▸ Aim of the exercise
Write out all of the records, keeping each one exactly as written.
(Exercise input begins)
PR #891, opened 2026-01-13
 Use stack allocation in TrSpendInfo

lmorett1:
Replaces the heap-allocated `Vec` in [nodes_from_tap_tree](cci:1://file:///d:/friendly-project/rust-miniscript/src/descriptor/tr/spend_info.rs:103:4-176:5) with a fixed-size stack array, addressing an existing FIXME.

Since Taproot tree depth is strictly consensus-limited to 128, using a small stack array (~2KB) eliminates unnecessary heap allocations during tree traversal without any risk of overflow.

### DIFF
--- a/src/descriptor/tr/spend_info.rs
+++ b/src/descriptor/tr/spend_info.rs
@@ -47,6 +47,39 @@ impl BitStack128 {
     }
 }
 
+/// Stack of `(bool, usize)` elements, with a maximum capacity of 128.
+///
+/// Used to replace `Vec<(bool, usize)>` in recursive algorithms to avoid heap allocation.
+struct ParentStack {
+    data: [(bool, usize); 128],
+    len: usize,
+}
+
+impl ParentStack {
+    fn new() -> Self { Self { data: [(false, 0); 128], len: 0 } }
+
+    fn push(&mut self, val: (bool, usize)) {
+        // We know that the depth is limited to 128 by the bounds check in `TapTree::combine`
+        // and other places, so this strictly shouldn't happen with valid trees.
+        debug_assert!(self.len < 128, "ParentStack overflow");
+        if self.len < 128 {
+            self.data[self.len] = val;
+            self.len += 1;
+        }
+    }
+
+    fn pop(&mut self) -> Option<(bool, usize)> {
+        if self.len > 0 {
+            self.len -= 1;
+            Some(self.data[self.len])
+        } else {
+            None
+        }
+    }
+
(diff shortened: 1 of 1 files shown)


tcharding (approved):
ACK 94eea850493e7ec610675f0b06ca4447140c8051

Code review only, I do not know about the 128 depth limit thing.

tcharding (approved):
ACK 90b1be3809dcfad54d191e2bce0f827702cc4694

apoelstra:
We don't have an `arrayvec` dependency here. (There is one which is inherited from hex-conservative 0.2 but it's not exposed and won't obviously be retained when we move to 1.0.)

This code looks fine to me but I'd prefer that it used `TAPROOT_CONTROL_MAX_NODE_COUNT` rather than 128, as in taptree.rs, so that the two bounds checks are comparable.

src/descriptor/tr/spend_info.rs
```diff
@@ -47,6 +47,39 @@ impl BitStack128 {
...
+    fn new() -> Self { Self { data: [(false, 0); 128], len: 0 } }
+
+    fn push(&mut self, val: (bool, usize)) {
+        // We know that the depth is limited to 128 by the bounds check in `TapTree::combine`
+        // and other places, so this strictly shouldn't happen with valid trees.
+        debug_assert!(self.len < 128, "ParentStack overflow");
+        if self.len < 128 {
+            self.data[self.len] = val;
+            self.len += 1;
+        }
```
vadim-anfv, line 68: The depth is already bounded when the tree is built (`taptree.rs` rejects depths above `TAPROOT_CONTROL_MAX_NODE_COUNT - 1`), so both the `debug_assert!` and the `if` are dead code here. Writing unconditionally would be simpler: the array is 128 long, so an out-of-range write panics on the bounds check anyway, in any profile.

vadim-anfv (commented):
@lmorett1 would you mind if I picked this up? I would keep your commits and address the open review comments.

apoelstra:
Sorry for not reviewing this. I have two comments:

* @lmorett1 is right that we can drop the overflow checks (though we should leave the comment in place explaining why we don't need them)
* Inside `ParentStack` can we split this into a `BitStack` and a `[usize; 128]`? This will nearly halve the size of the stack (a `(bool, usize)` will get padded to 16 bytes on a typical 64-bit platform vs `usize` alone which will stay a 8).

I'll leave it up to you whether you want to address these or allow @lmorett1 to take over.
(Exercise input ends)
▸ Solution for this exercise
PR #891, opened 2026-01-13
 Use stack allocation in TrSpendInfo

lmorett1:
Replaces the heap-allocated `Vec` in [nodes_from_tap_tree](cci:1://file:///d:/friendly-project/rust-miniscript/src/descriptor/tr/spend_info.rs:103:4-176:5) with a fixed-size stack array, addressing an existing FIXME.

Since Taproot tree depth is strictly consensus-limited to 128, using a small stack array (~2KB) eliminates unnecessary heap allocations during tree traversal without any risk of overflow.

### DIFF
--- a/src/descriptor/tr/spend_info.rs
+++ b/src/descriptor/tr/spend_info.rs
@@ -47,6 +47,39 @@ impl BitStack128 {
     }
 }
 
+/// Stack of `(bool, usize)` elements, with a maximum capacity of 128.
+///
+/// Used to replace `Vec<(bool, usize)>` in recursive algorithms to avoid heap allocation.
+struct ParentStack {
+    data: [(bool, usize); 128],
+    len: usize,
+}
+
+impl ParentStack {
+    fn new() -> Self { Self { data: [(false, 0); 128], len: 0 } }
+
+    fn push(&mut self, val: (bool, usize)) {
+        // We know that the depth is limited to 128 by the bounds check in `TapTree::combine`
+        // and other places, so this strictly shouldn't happen with valid trees.
+        debug_assert!(self.len < 128, "ParentStack overflow");
+        if self.len < 128 {
+            self.data[self.len] = val;
+            self.len += 1;
+        }
+    }
+
+    fn pop(&mut self) -> Option<(bool, usize)> {
+        if self.len > 0 {
+            self.len -= 1;
+            Some(self.data[self.len])
+        } else {
+            None
+        }
+    }
+
(diff shortened: 1 of 1 files shown)


tcharding (approved):
ACK 94eea850493e7ec610675f0b06ca4447140c8051

Code review only, I do not know about the 128 depth limit thing.

tcharding (approved):
ACK 90b1be3809dcfad54d191e2bce0f827702cc4694

apoelstra:
We don't have an `arrayvec` dependency here. (There is one which is inherited from hex-conservative 0.2 but it's not exposed and won't obviously be retained when we move to 1.0.)

This code looks fine to me but I'd prefer that it used `TAPROOT_CONTROL_MAX_NODE_COUNT` rather than 128, as in taptree.rs, so that the two bounds checks are comparable.

src/descriptor/tr/spend_info.rs
```diff
@@ -47,6 +47,39 @@ impl BitStack128 {
...
+    fn new() -> Self { Self { data: [(false, 0); 128], len: 0 } }
+
+    fn push(&mut self, val: (bool, usize)) {
+        // We know that the depth is limited to 128 by the bounds check in `TapTree::combine`
+        // and other places, so this strictly shouldn't happen with valid trees.
+        debug_assert!(self.len < 128, "ParentStack overflow");
+        if self.len < 128 {
+            self.data[self.len] = val;
+            self.len += 1;
+        }
```
vadim-anfv, line 68: The depth is already bounded when the tree is built (`taptree.rs` rejects depths above `TAPROOT_CONTROL_MAX_NODE_COUNT - 1`), so both the `debug_assert!` and the `if` are dead code here. Writing unconditionally would be simpler: the array is 128 long, so an out-of-range write panics on the bounds check anyway, in any profile.

vadim-anfv (commented):
@lmorett1 would you mind if I picked this up? I would keep your commits and address the open review comments.

apoelstra:
Sorry for not reviewing this. I have two comments:

* @lmorett1 is right that we can drop the overflow checks (though we should leave the comment in place explaining why we don't need them)
* Inside `ParentStack` can we split this into a `BitStack` and a `[usize; 128]`? This will nearly halve the size of the stack (a `(bool, usize)` will get padded to 16 bytes on a typical 64-bit platform vs `usize` alone which will stay a 8).

I'll leave it up to you whether you want to address these or allow @lmorett1 to take over.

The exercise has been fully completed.